Tags Obsidian notes automatically with a local Ollama LLM, reuses your existing tag vocabulary instead of creating near-duplicates, and includes a cleanup tool to consolidate the tag pool over time.

Contents

What it does

  • Tags new and modified notes automatically. Each note gets a fresh set of frontmatter tags drawn from its content.
  • Respects your existing tag vocabulary. When a note mentions something you've tagged before, the script picks the tag you already use instead of creating a near-duplicate.
  • Disambiguates with context. When two existing tags look alike — julie vs julieandrews — the script reads the note and decides which one fits.
  • Cleans up after itself. A separate cleanup_tags.py tool surfaces duplicates, typos, and junk tags for review. Nothing writes until you approve.
  • Designed to run on its own.
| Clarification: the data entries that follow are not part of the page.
PR #1124, opened 2018-06-29
New drop-down value for Creator field

### LINKED ISSUE #1122: New drop-down value for Creator field
Add "Manner of" to the drop-down for "Creator" field, after "Interviewer" and before "Manufacturer"

eddierubeiz:
This appears to be working nicely now. Due to a Fedora bug we can't use a Getty URL for the "manner of" relationship; we're using http://chemheritage.org/ns/mannerOf instead.
Fixes #1122


jrochkind:
Nice work @eddierubeiz , so many places to add the new field, eh?

@HKativa note that we _are_ adding this to the "creators" facet, as "after" was already in there.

Point a nightly cron at your vault and forget it.

Quick start

You need:

  • Ollama running locally with gemma3:12b and nomic-embed-text pulled.
  • Python 3.11+ on Linux, or 3.13 specifically on macOS (3.14+ has a Local Network privacy quirk — see Design notes).
git clone https://github.com/undergroundpost/obsidian-auto-tagger.git
cd obsidian-auto-tagger
python3 -m venv .venv
.venv/bin/pip install -r requirements.txt
cp config.yaml.example config.yaml
# edit config.yaml — at minimum, set INPUT_FOLDER to your vault path

Sanity-check on five files without writing anything:

.venv/bin/python generate_tags.py --dry-run --limit 5

Drop --dry-run once you're happy with the output.

Daily run

Pick the path that matches your setup.

Local vault

For a vault that lives on the same machine the cron runs on:

0 1 * * * /path/to/obsidian-auto-tagger/.venv/bin/python /path/to/obsidian-auto-tagger/generate_tags.py

The script writes its own dated log to logs/generate_tags_YYYY-MM-DD.log.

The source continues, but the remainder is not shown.